Stored data entries:
-- Opening Marker --

PR #766, opened 2022-04-22
feat(snapshot): add vault error handling

louis-bompart:
- Moved all parsing of the report to the `snapshotReporter` (notably for errors).
From this parsing, the reporter now also triggers the calls relative to the status of a report:
Before, each classes implementing the reporter were doing their own 'if-this-then-that'. Now, the 'if-this-then' onus is shifted to the reporter, and the implementer just has to focus on the 'that'.

- Detected missing vault entries among resourceInErrors.
- Ignored missing vault entries for the 'generic' error and handled them separately.

Most of the tests were green from the get-go but were susceptible to breaking because of some scope being too wide (i.e. lack of mocking), I took the chance to refactor some of them and more importantly add a lot of coverage.

### DIFF
--- a/.vscode/launch.json
+++ b/.vscode/launch.json
@@ -5,6 +5,13 @@
   "version": "0.2.0",
   "configurations": [
     {
+      "name": "Attach by Process ID",
+      "processId": "${command:PickProcess}",
+      "request": "attach",
+      "skipFiles": ["<node_internals>/**"],
+      "type": "node"
+    },
+    {
       "type": "pwa-node",
       "request": "attach",
       "cwd": "${workspaceFolder}",
--- a/.vscode/launch.json
+++ b/.vscode/launch.json
@@ -5,13 +5,6 @@
   "version": "0.2.0",
   "configurations": [
     {
-      "name": "Attach by Process ID",
-      "processId": "${command:PickProcess}",
-      "request": "attach",
-      "skipFiles": ["<node_internals>/**"],
-      "type": "node"
-    },
-    {
       "type": "pwa-node",
       "request": "attach",
       "cwd": "${workspaceFolder}",
--- a/packages/cli/src/commands/org/resources/__snapshots__/monitor.spec.ts.snap
+++ b/packages/cli/src/commands/org/resources/__snapshots__/monitor.spec.ts.snap
@@ -1,0 +1,126 @@
+// Jest Snapshot v1, https://goo.gl/fbAQLP
+
+exports[`org:resources:monitor when the operation conclude with no changes should output the same thing 1`] = `
+"  console.error
+     »   Warning: The org:resources commands are currently in public beta, please 
+     »   report any issue to github.com/coveo/cli/issues
+
+      43 |   @Preconditions(IsAuthenticated())
+      44 |   public async run() {
+    > 45 |     this.warn(
+         |          ^
+      46 |       'The org:resources commands are currently in public beta, please report any issue to github.com/coveo/cli/issues'
+      47 |     );
+      48 |     await this.printHeader();
+
+      at Object.warn (../../../node_modules/@oclif/core/lib/errors/index.js:61:13)
+      at Monitor.warn (../../../node_modules/@oclif/core/lib/command.js:86:20)
+      at Monitor.apply (commands/org/resources/monitor.ts:45:10)
+      at Monitor.descriptor.value (lib/decorators/preconditions/preconditions.ts:19:32)
+      at Monitor.trackCommand (lib/decorators/preconditions/trackable.ts:63:3)
+      at Monitor.descriptor.value (lib/decorators/preconditions/trackable.ts:46:9)
+      at Monitor._run (../../../node_modules/@oclif/core/lib/command.js:67:22)
+
+
+"
+`;
+
+exports[`org:resources:monitor when the operation conclude with no changes should output the same thing 2`] = `
+"
+Monitoring snapshot my-snapshot...
+Operation undefined..."
+`;
+
+exports[`org:resources:monitor when the operation fails should output the same thing 1`] = `
+"  console.error
+     »   Warning: The org:resources commands are currently in public beta, please 
+     »   report any issue to github.com/coveo/cli/issues
+
+      43 |   @Preconditions(IsAuthenticated())
+      44 |   public async run() {
+    > 45 |     this.warn(
+         |          ^
+      46 |       'The org:resources commands are currently in public beta, please report any issue to github.com/coveo/cli/issues'
+      47 |     );
+      48 |     await this.printHeader();
+
+      at Object.warn (../../../node_modules/@oclif/core/lib/errors/index.js:61:13)
+      at Monitor.warn (../../../node_modules/@oclif/core/lib/command.js:86:20)
+      at Monitor.apply (commands/org/resources/monitor.ts:45:10)
+      at Monitor.descriptor.value (lib/decorators/preconditions/preconditions.ts:19:32)
+      at Monitor.trackCommand (lib/decorators/preconditions/trackable.ts:63:3)
+      at Monitor.descriptor.value (lib/decorators/preconditions/trackable.ts:46:9)
+      at Monitor._run (../../../node_modules/@oclif/core/lib/command.js:67:22)
+
+
+undefined
+"
+`;
+
+exports[`org:resources:monitor when the operation fails should output the same thing 2`] = `
+"
+Monitoring snapshot my-snapshot...
+Operation undefined..."
+`;
+
+exports[`org:resources:monitor when the operation succeed should output the same thing 1`] = `
+"  console.error
+     »   Warning: The org:resources commands are currently in public beta, please 
+     »   report any issue to github.com/coveo/cli/issues
+
+      43 |   @Preconditions(IsAuthenticated())
+      44 |   public async run() {
+    > 45 |     this.warn(
+         |          ^
+      46 |       'The org:resources commands are currently in public beta, please report any issue to github.com/coveo/cli/issues'
+      47 |     );
+      48 |     await this.printHeader();
+
+      at Object.warn (../../../node_modules/@oclif/core/lib/errors/index.js:61:13)
+      at Monitor.warn (../../../node_modules/@oclif/core/lib/command.js:86:20)
+      at Monitor.apply (commands/org/resources/monitor.ts:45:10)
+      at Monitor.descriptor.value (lib/decorators/preconditions/preconditions.ts:19:32)
+      at Monitor.trackCommand (lib/decorators/preconditions/trackable.ts:63:3)
+      at Monitor.descriptor.value (lib/decorators/preconditions/trackable.ts:46:9)
+      at Monitor._run (../../../node_modules/@oclif/core/lib/command.js:67:22)
+
+
+"
+`;
+
+exports[`org:resources:monitor when the operation succeed should output the same thing 2`] = `
+"
+Monitoring snapshot my-snapshot...
+Operation undefined..."
+`;
+
+exports[`org:resources:monitor when the operations conclude with missing vault entries should output the same thing 1`] = `
+"  console.error
+     »   Warning: The org:resources commands are currently in public beta, please 
+     »   report any issue to github.com/coveo/cli/issues
+
+      43 |   @Preconditions(IsAuthenticated())
+      44 |   public async run() {
+    > 45 |     this.warn(
+         |          ^
+      46 |       'The org:resources commands are currently in public beta, please report any issue to github.com/coveo/cli/issues'
+      47 |     );
+      48 |     await this.printHeader();
+
+      at Object.warn (../../../node_modules/@oclif/core/lib/errors/index.js:61:13)
+      at Monitor.warn (../../../node_modules/@oclif/core/lib/command.js:86:20)
+      at Monitor.apply (commands/org/resources/monitor.ts:45:10)
+      at Monitor.descriptor.value (lib/decorators/preconditions/preconditions.ts:19:32)
+      at Monitor.trackCommand (lib/decorators/preconditions/trackable.ts:63:3)
+      at Monitor.descriptor.value (lib/decorators/preconditions/trackable.ts:46:9)
+      at Monitor._run (../../../node_modules/@oclif/core/lib/command.js:67:22)
+
+
+"
+`;
+
+exports[`org:resources:monitor when the operations conclude with missing vault entries should output the same thing 2`] = `
+"
+Monitoring snapshot my-snapshot...
+Operation undefined..."
+`;
--- a/packages/cli/src/commands/org/resources/__snapshots__/monitor.spec.ts.snap
+++ b/packages/cli/src/commands/org/resources/__snapshots__/monitor.spec.ts.snap
@@ -2,8 +2,8 @@
 
 exports[`org:resources:monitor when the operation conclude with no changes should output the same thing 1`] = `
 "  console.error
-     »   Warning: The org:resources commands are currently in public beta, please 
-     »   report any issue to github.com/coveo/cli/issues
+     ›   Warning: The org:resources commands are currently in public beta, please 
+     ›   report any issue to github.com/coveo/cli/issues
 
       43 |   @Preconditions(IsAuthenticated())
       44 |   public async run() {
@@ -33,8 +33,8 @@ Operation undefined..."
 
 exports[`org:resources:monitor when the operation fails should output the same thing 1`] = `
 "  console.error
-     »   Warning: The org:resources commands are currently in public beta, please 
-     »   report any issue to github.com/coveo/cli/issues
+     ›   Warning: The org:resources commands are currently in public beta, please 
+     ›   report any issue to github.com/coveo/cli/issues
 
       43 |   @Preconditions(IsAuthenticated())
       44 |   public async run() {
@@ -65,8 +65,8 @@ Operation undefined..."
 
 exports[`org:resources:monitor when the operation succeed should output the same thing 1`] = `
 "  console.error
-     »   Warning: The org:resources commands are currently in public beta, please 
-     »   report any issue to github.com/coveo/cli/issues
+     ›   Warning: The org:resources commands are currently in public beta, please 
+     ›   report any issue to github.com/coveo/cli/issues
 
       43 |   @Preconditions(IsAuthenticated())
       44 |   public async run() {
@@ -96,8 +96,8 @@ Operation undefined..."
 
 exports[`org:resources:monitor when the operations conclude with missing vault entries should output the same thing 1`] = `
 "  console.error
-     »   Warning: The org:resources commands are currently in public beta, please 
-     »   report any issue to github.com/coveo/cli/issues
+     ›   Warning: The org:resources commands are currently in public beta, please 
+     ›   report any issue to github.com/coveo/cli/issues
 
       43 |   @Preconditions(IsAuthenticated())
       44 |   public async run() {
--- a/packages/cli/src/commands/org/resources/push.ts
+++ b/packages/cli/src/commands/org/resources/push.ts
@@ -123,8 +123,8 @@ export default class Push extends Command {
   }
 
   private getSuccessReportHandler(snapshot: Snapshot) {
-    const successReportWithChangesHandler =
-      this.successReportWithChangesHandler.bind(this, snapshot);
+    const successReportWithChangesHandler = () =>
+      this.successReportWithChangesHandler(snapshot);
     return async function (this: SnapshotReporter) {
       return successReportWithChangesHandler();
     };
--- a/packages/cli/src/commands/org/resources/push.ts
+++ b/packages/cli/src/commands/org/resources/push.ts
@@ -123,20 +123,24 @@ export default class Push extends Command {
   }
 
   private getSuccessReportHandler(snapshot: Snapshot) {
-    return ((pushCommand: Push) =>
-      async function (this: SnapshotReporter) {
-        if (!this.hasChangedResources()) {
-          return;
-        }
+    const successReportWithChangesHandler =
+      this.successReportWithChangesHandler.bind(this, snapshot);
+    return async function (this: SnapshotReporter) {
+      if (!this.hasChangedResources()) {
+        return;
+      } else {
+        return successReportWithChangesHandler();
+      }
+    };
+  }
 
-        const {flags} = await pushCommand.parse(Push);
-        const canBeApplied =
-          flags.skipPreview || (await pushCommand.askForConfirmation());
+  private async successReportWithChangesHandler(snapshot: Snapshot) {
+    const {flags} = await this.parse(Push);
+    const canBeApplied = flags.skipPreview || (await this.askForConfirmation());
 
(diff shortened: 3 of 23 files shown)


packages/cli/src/lib/snapshot/snapshotReporter.ts
```diff
@@ -57,6 +58,39 @@ export class SnapshotReporter {
...
+      for (const errors of Object.values(resourceTypeEntry)) {
+        for (const err of errors) {
+          if (!SnapshotReporter.isVaultEntryMessage(err)) {
+            return false;
+          }
+        }
+      }
+    }
+    return true;
+  }
```
louis-bompart, line 84: Ain't a fan, but I think it's the fastest.
The fastest way to know if all errors are missing vault entries errors is to check them all and return false as soon as we find an error that ain't a missing vault entry.

packages/cli/src/lib/snapshot/snapshotReporter.ts
```diff
@@ -57,6 +58,39 @@ export class SnapshotReporter {
...
 
+  public getReportStatus(): SnapshotReportStatus {
+    if (this.isSuccessReport()) {
+      return SnapshotReportStatus.SUCCESS;
+    }
+    if (this.isVaultEntriesMissingReport()) {
+      return SnapshotReportStatus.MISSING_VAULT_ENTRIES;
+    }
+    return SnapshotReportStatus.ERROR;
+  }
```
louis-bompart, line 69: Allow simpler handling for the caller.
However, maybe we should allow the caller to register callbacks for 'success'/'missing'/'error' and compute from here (given the refacto tagged on preview and push).

To be considered.

.vscode/launch.json
```diff
@@ -4,6 +4,13 @@
   // For more information, visit: https://go.microsoft.com/fwlink/?linkid=830387
   "version": "0.2.0",
   "configurations": [
+    {
+      "name": "Attach by Process ID",
+      "processId": "${command:PickProcess}",
+      "request": "attach",
+      "skipFiles": ["<node_internals>/**"],
+      "type": "node"
+    },
```
louis-bompart, line 13: - [ ] revert dat

packages/cli/src/lib/errors/snapshotErrors.ts
```diff
@@ -139,3 +139,24 @@ export class SnapshotGenericError
     trySavingDetailedReport(this);
   }
 }
+export class SnapshotMissingVaultEntriesError
+  extends PrintableError
+  implements DetailedReportable
+{
+  public name = 'Snapshot Error';
```
louis-bompart, line 146:
```suggestion
  public name = 'Snapshot Missing Vault Entries';
```
```suggestion
  public name = 'Snapshot Error';
```

louis-bompart, line 146:
```suggestion
  public name = 'Snapshot Missing Vault Entries';
```
```suggestion
  public name = 'Snapshot Error';
```

packages/cli/src/lib/snapshot/snapshotReporter.ts
```diff
@@ -57,6 +58,60 @@ export class SnapshotReporter {
...
+
+  private static isVaultEntryMessage(err: string): boolean {
+    // TODO CDX-939: Define contract with backend for report and upcoming contract.
+    // Current 'contract' 😅:
+    return /^The vault entry referenced by.*could not be found in the vault\.$/.test(
+      err
+    );
+  }
+
```
y-lakhdar, line 114: Why do you need to validate that via a regex?
There is already a call for that
https://github.com/coveo/platform-client/blob/master/src/resources/Vaults/Vaults.ts#L16

packages/cli/src/lib/snapshot/reportPreviewer/reportPreviewerDataModels.ts
```diff
@@ -7,3 +7,9 @@ export interface ReportViewerResourceReportModel {
   name: string;
   operations: ResourceSnapshotsReportOperationModel;
 }
+
+export enum SnapshotReportStatus {
```
y-lakhdar, line 11: Could we have that in the Platform-client?

louis-bompart: Currently, it would not make sense because the REST API does not return anything that relates to that. When the contract for the new reports will be defined, yes prolly.
Although, we would certainly have some kind of extension (I'm adding a new ReportStatus for the "no changes")

packages/cli/src/lib/snapshot/snapshotReporter.ts
louis-bompart: We discussed it on meet, so I'll summarize:
We saw that on the [Migration Service]( https://github.com/coveo/migrationservice/blob/1d3ac8207282942e1828f942d3858ea1f36baa81/coveo-cloud-services-migration/src/main/java/com/coveo/cloud/migration/service/interpolation/SnapshotPlaceholderInterpolator.java#L95-L128)
The errors are aggregated.

That means that if there's more than one error on a resource we'll get them all in one go, allowing us to offer a comprehensive report to the user.

This will avoid the number of 'attempts' a user would do before successfully running its push (assuming he digests the report properly, but if he doesn't that'll be on our end to fix that).

I remember my first days with the Coveo For Salesforce package, when the MDAPI was the only way to push (and therefore test) stuff on an SDO, it was a hell circus circle: Launch a deploy, wait 10', get 1 error, fix it, repeat. :feelsgood: 

I would really not want to impose that on our users.

packages/cli/src/lib/snapshot/snapshotReporter.ts
```diff
@@ -7,11 +7,43 @@ import {
...
+  SuccessfulReportHandler;
+
+type FixableErrorHandlers = {
+  [SnapshotReportStatus.MISSING_VAULT_ENTRIES]: /**
+   * TODO CDX-936: Define return type of the cb, & remove the SnapshotReporterHandler.
+   * Return type should be either a boolean if we do a 'all or nothing'
+   * handling (i.e. either we manage to do them all, or we do nothing)
+   * Return type should be a `Set<string>` if we do a 'best effort' strategy
+   * (i.e. if some entries are messed up, we ignore them and push the others)
+   */
```
louis-bompart, line 29: Too lazy to change the comment right now, will do tmrw:
 - [ ] Change comment @louis-bompart 
 
 But, @y-lakhdar , see `reportPreviewer` for an example of implementation (I think it makes more sense for the snapshot reporter to just be the orchestrator, and to leave the UI interactions to the reportPreviewer.

packages/cli/src/lib/snapshot/reportPreviewer/reportPreviewer.ts
```diff
@@ -102,8 +157,6 @@ export class ReportViewer {
   }
 
   private logResourceErrors(ResourceSnapshotType: string) {
```
louis-bompart, line 159: `logResourceErrors` (as of de55db1) is only refactors, fret not.

packages/cli/src/lib/snapshot/reportPreviewer/reportPreviewer.ts
```diff
@@ -32,19 +41,65 @@ export class ReportViewer {
...
+        yellow(
+          `Missing vault ${pluralizeIfNeeded(
+            ReportViewer.entryPlurable,
+            entries.length
+          )}:`
+        )
+      );
+      missingVaultEntryPrinter(entries);
+    };
+  }
```
louis-bompart, line 83: TL;DR: Leverage the 'printAbridgedMessage' extracted from the error printer, and feed him the missing entries crunched by the reporter.

packages/cli/src/lib/snapshot/reportPreviewer/reportPreviewer.ts
```diff
@@ -1,16 +1,25 @@
...
 
+type Plurable = [singular: string, plural: string];
+function pluralizeIfNeeded(plurable: Plurable, unprintedMessages: number) {
+  return plurable[unprintedMessages > 1 ? 1 : 0];
+}
+
 export class ReportViewer {
+  private static errorPlurable: Plurable = ['error', 'errors'];
+  private static entryPlurable: Plurable = ['entry', 'entries'];
+
```
louis-bompart, line 22: Chmancy Code to handle the plural, can't dry it mo'.

packages/cli/src/lib/snapshot/reportPreviewer/reportPreviewer.spec.ts
```diff
@@ -23,34 +23,11 @@ describe('ReportViewer', () => {
...
-          Fields
-            • RESOURCE_ALREADY_EXISTS: Field foo already exists.
-            • RESOURCE_ALREADY_EXISTS: Field bar already exists.
-            • RESOURCE_ALREADY_EXISTS: Field dsads already exists.
-            • RESOURCE_ALREADY_EXISTS: Field fdww already exists.
-            • RESOURCE_ALREADY_EXISTS: Field csad already exists.
-            (2 more errors)`
-        );
+      .it('should print the same report', (ctx) => {
+        expect(ctx.stdout).toMatchSnapshot();
```
louis-bompart, line 30: I don't remember if we knew about snapshots back then, I reckon not.
This is the perfect use case for them, so here they go.

packages/cli/src/lib/errors/snapshotErrors.ts
```diff
@@ -139,3 +139,20 @@ export class SnapshotGenericError
     trySavingDetailedReport(this);
   }
 }
+export class SnapshotMissingVaultEntriesError
```
louis-bompart, line 142: - [ ] UT

packages/cli/src/commands/org/resources/push.ts
```diff
@@ -86,8 +89,20 @@ export default class Push extends Command {
...
+      )
+      .setReportHandler(
+        SnapshotReportStatus.MISSING_VAULT_ENTRIES,
+        getMissingVaultEntriesReportHandler(snapshot, cfg, this.projectPath)
+      )
+      .setReportHandler(
+        SnapshotReportStatus.ERROR,
+        getErrorReportHandler(snapshot, cfg, this.projectPath)
+      )
+      .handleReport();
```
louis-bompart, line 105: - [ ] UT the handler

packages/cli/src/lib/snapshot/snapshotReporter.ts
```diff
@@ -57,6 +89,110 @@ export class SnapshotReporter {
...
+
+  public setReportHandler<T extends SnapshotReportStatus>(
+    status: T,
+    handler: SnapshotReporterHandlers[T]
+  ): SnapshotReporter {
+    this.reportHandlers[status] = handler;
+    return this;
+  }
+
+  public async handleReport(): Promise<void> {
```
louis-bompart, line 107: - [ ] UT. Use Istanbul to check and double-check all paths are covered

packages/cli/src/lib/snapshot/snapshotReporter.ts
```diff
@@ -57,6 +89,110 @@ export class SnapshotReporter {
...
+    const reportStatuses = this.getReportStatuses();
+    for (const handler of reportStatuses.fixables) {
+      await this.reportHandlers[handler].apply(this);
+      this.reportHandlers[handler] = () => {};
```
louis-bompart, line 111: - [ ] UT. Ensure all handlers are consumed and reset to noop.

packages/cli/src/lib/snapshot/snapshotReporter.ts
```diff
@@ -57,6 +89,110 @@ export class SnapshotReporter {
...
+    }
+    if (reportStatuses.errors.length > 0) {
+      for (const handler of reportStatuses.errors) {
+        await this.reportHandlers[handler].apply(this);
+        this.reportHandlers[handler] = () => {};
+      }
+    } else if (reportStatuses.successes.length > 0) {
```
louis-bompart, line 118: - [ ] UT ensures success is **not** called when there are errors.
- [ ] UT ensures success is called when there are no errors.

packages/cli/src/lib/snapshot/snapshotReporter.ts
```diff
@@ -57,6 +89,110 @@ export class SnapshotReporter {
...
+  public setReportHandler<T extends SnapshotReportStatus>(
+    status: T,
+    handler: SnapshotReporterHandlers[T]
+  ): SnapshotReporter {
+    this.reportHandlers[status] = handler;
+    return this;
+  }
+
+  public async handleReport(): Promise<void> {
+    const reportStatuses = this.getReportStatuses();
```
louis-bompart, line 108: - [ ] UT/?: what if no fixables, no errors, no successes?

packages/cli/src/lib/snapshot/reportPreviewer/reportPreviewer.ts
louis-bompart: well, 494180c changed that:
We were parsing twice the report, once to get the error, once to get the missing vault entries.
So instead, during the parsing/creation of the snapshotReporter, we create the data structure for the reportPreviewer.

Note that the `snapshot` was taken prior to this big change. So, the fact that they work means that the refactoring didn't break everything (famouslastwords, ofc, the E2E hasn't been thru... yet)

packages/cli/src/lib/snapshot/snapshot.spec.ts
```diff
@@ -98,6 +101,31 @@ describe('Snapshot', () => {
     );
   };
 
+  const doMockSnapshotReporter = (
+    snapshotReportStatus: SnapshotReportStatus
+  ) => {
+    let handlerToCall: (
+      this: SnapshotReporter
+    ) => void | Promise<void> = () => {};
+    mockedSnapshotReporter.prototype.setReportHandler.mockImplementation(
```
louis-bompart, line 110: It's better to mock method individually, otherwise, strangely, `jest.mock.instances[0]` will not be `jest.mock.returns[0].value`, which mean that if you try to check if X is called with an instance of a mock, well, you're outta luck

packages/cli/src/lib/snapshot/snapshot.spec.ts
```diff
@@ -131,7 +159,7 @@ describe('Snapshot', () => {
   });
 
   afterEach(() => {
-    jest.resetAllMocks();
+    jest.clearAllMocks();
```
louis-bompart, line 162: - [ ] revert

packages/cli/src/lib/snapshot/snapshotReporter.ts
```diff
@@ -3,15 +3,50 @@ import {
...
+  ((this: SnapshotReporter) => boolean) | SnapshotReporterHandler | NoopHandler;
+};
+
+type UnfixableErrorHandlers = {
+  [K in SnapshotReportStatus]: SnapshotReporterHandler | NoopHandler;
+};
+
+type SuccessfulReportHandler = {
+  [K in SnapshotReportStatus]: SnapshotReporterHandler | NoopHandler;
+};
```
louis-bompart, line 40: May look daunting, but it helps when you call `setReportHandler`: You'll know what your callback can use.

packages/cli/src/lib/snapshot/snapshotReporter.ts
```diff
@@ -57,6 +92,112 @@ export class SnapshotReporter {
...
+
+    if (!this.hasChangedResources()) {
+      statuses.successes.push(SnapshotReportStatus.NO_CHANGES);
+    }
+
+    if (this.isSuccessReport()) {
+      statuses.successes.push(SnapshotReportStatus.SUCCESS);
+    }
+
+    if (this.resourceInErrorCount > 0) {
```
louis-bompart, line 156: Note, may need to change in the future if we have another kind of error. (sofar so good?)

packages/cli/src/lib/snapshot/reportPreviewer/reportPreviewer.ts
louis-bompart: (note, sha has changed, 'cause rebase)

packages/cli/src/lib/decorators/preconditions/apiKeyPrivilege.ts
```diff
@@ -64,7 +64,7 @@ async function getConfiguration() {
 }
 
 function hasGetFlagMethod(
-  candidate: any
+  candidate: Command & {getFlags?: () => Promise<unknown>}
```
louis-bompart, line 67:
```suggestion
  candidate: any
```

y-lakhdar (approved):

packages/cli/src/lib/snapshot/snapshotReporter.ts
```diff
@@ -57,6 +90,115 @@ export class SnapshotReporter {
...
+    status: T,
+    handler: SnapshotReporterHandlers[T]
+  ): SnapshotReporter {
+    this.reportHandlers[status] = handler;
+    return this;
+  }
+
+  public async handleReport(): Promise<void> {
+    const reportStatuses = this.getReportStatuses();
+    for (const handler of reportStatuses.fixables) {
```
olamothe, line 110: nit: Could remove some repetition and improve readability

```typescript
public async handleReport(): Promise<void> {
  const reportStatuses = this.getReportStatuses();
   // or extract a type for what's returned by `getReportStatuses` top level in this file
   type reportStatusProp = keyof typeof reportStatuses;
  
  const executeHandlers = async (k: reportStatusProp) => {
     for (const handler of reportStatuses[k]) {
          await this.callAndReset(handler);
        }
  }

  const has = (k: reportStatusProp) => {
       return reportStatuses[k].length > 0;
  }
  
  await executeHandlers('fixables');
  if (has('errors')) {
      await executeHandlers('errors');      
      return;
  }

  if (has('successes')) {
      await executeHandlers('successes');      
  }
}
```

packages/cli/src/lib/snapshot/snapshotReporter.ts
```diff
@@ -57,6 +90,115 @@ export class SnapshotReporter {
...
+    }
+
+    return statuses;
+  }
+
+  private computeMissingVaultEntries(): void {
+    for (const [resourceType, resource] of Object.entries(
+      this.report.resourceOperationResults
+    )) {
+      for (const errors of Object.values(resource)) {
```
olamothe, line 165: There might be a possibility to first extract all errors with a `flatMap`, and then iterate on that.

Would remove the multiple nesting level and improve readability.

olamothe (approved):

packages/cli/src/commands/org/resources/__snapshots__/monitor.spec.ts.snap
```diff
@@ -0,0 +1,126 @@
+// Jest Snapshot v1, https://goo.gl/fbAQLP
```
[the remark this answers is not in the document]
louis-bompart: https://jestjs.io/docs/snapshot-testing

packages/cli/src/lib/errors/snapshotErrors.ts
```diff
@@ -139,3 +139,20 @@ export class SnapshotGenericError
...
+{
+  public name = 'Snapshot Missing Vault Entries';
+  public constructor(
+    public snapshot: Snapshot,
+    public cfg: Configuration,
+    public projectPath?: string
+  ) {
+    super(SeverityLevel.Error);
+    this.message = dedent`Your snapshot is missing some vault entries.
+    Ensure that all entries are present on ${snapshot.targetId} and try again.`;
```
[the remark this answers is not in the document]
louis-bompart: It will be thrown if the user rejects all forms of resolution

packages/cli/src/lib/snapshot/snapshotReporter.ts
```diff
@@ -57,6 +90,115 @@ export class SnapshotReporter {
     );
   }
 
+  private reportHandlers: SnapshotReporterHandlers = {
+    [SnapshotReportStatus.SUCCESS]: () => {},
+    [SnapshotReportStatus.NO_CHANGES]: () => {},
+    [SnapshotReportStatus.MISSING_VAULT_ENTRIES]: () => {},
+    [SnapshotReportStatus.ERROR]: () => {},
```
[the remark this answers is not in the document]
louis-bompart: Error for now? We can create special cases later in but this was not present currently and is a whole other feature.

packages/cli/src/lib/errors/snapshotErrors.ts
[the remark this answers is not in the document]
y-lakhdar: then what happens once the vault entries are created?
* terminate the command and the user to repush his snapshot ? 
* go through the push operation a second time

packages/cli/src/lib/snapshot/snapshotReporter.ts
louis-bompart: I thought about it, but I would not do this for two reasons:
1. We currently use two data from the whole object: the resourceType & the message of the error. One is at the very first depth level, the other at the deepest one. Just extracting the error with a `flatMap` would not be enough, and adding the resources to the 'array' generated by the `flatMap` would create more complexity than it'd resolve.
2. If we go in two steps, it means we also go through the array twice. If possible, this is something I'd like to avoid to keep the processing time as low as possible.

packages/cli/src/lib/errors/snapshotErrors.ts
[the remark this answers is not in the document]
louis-bompart: If the vault entries are created outside of the command (i.e. the user rejected all forms of resolutions), then yes, he'd go through the command again.
If the vault entries are created through the resolution step, the missingVaultEntryHandler should not reach the throw statement.
You'll note that the throw statement is after two TODOs, one for CDX-935 and CDX-936. It's the job of those to ensure that when then handling has been done properly to not reach the throw statement.

So, what does that mean:
 If the report has other issues than the secrets, it should fail when the error is handled.
 If the report has no other issues, the success handler should then be called. For the push, that means applying the snapshot.

packages/cli/src/lib/snapshot/snapshotReporter.ts
louis-bompart: To alleviates the issue tho, I extracted the scope of the deepest for in another func

packages/cli/src/lib/snapshot/snapshotReporter.ts
louis-bompart: I took that and tweaked it a bit.
I'm not found of using string as keys, it's a pain to refactor, likewise, I think has is a bit overkill. but the 'spirit' of the comment has been followed.

packages/cli/src/lib/snapshot/snapshotReporter.ts
```diff
@@ -3,15 +3,48 @@ import {
...
+    | NoopHandler;
+};
+
+type UnfixableErrorHandlers = {
+  [K in SnapshotReportStatus]: SnapshotReporterHandler | NoopHandler;
+};
+
+type SuccessfulReportHandler = {
+  [K in SnapshotReportStatus]: SnapshotReporterHandler | NoopHandler;
+};
```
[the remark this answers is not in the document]
louis-bompart: refactored, for now the callback are all getting the same stuff.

-- Closing Marker --

Copy out every line of the data that includes "forms".

■ Response to this exercise ■
louis-bompart: It will be thrown if the user rejects all forms of resolution
louis-bompart: If the vault entries are created outside of the command (i.e. the user rejected all forms of resolutions), then yes, he'd go through the command again.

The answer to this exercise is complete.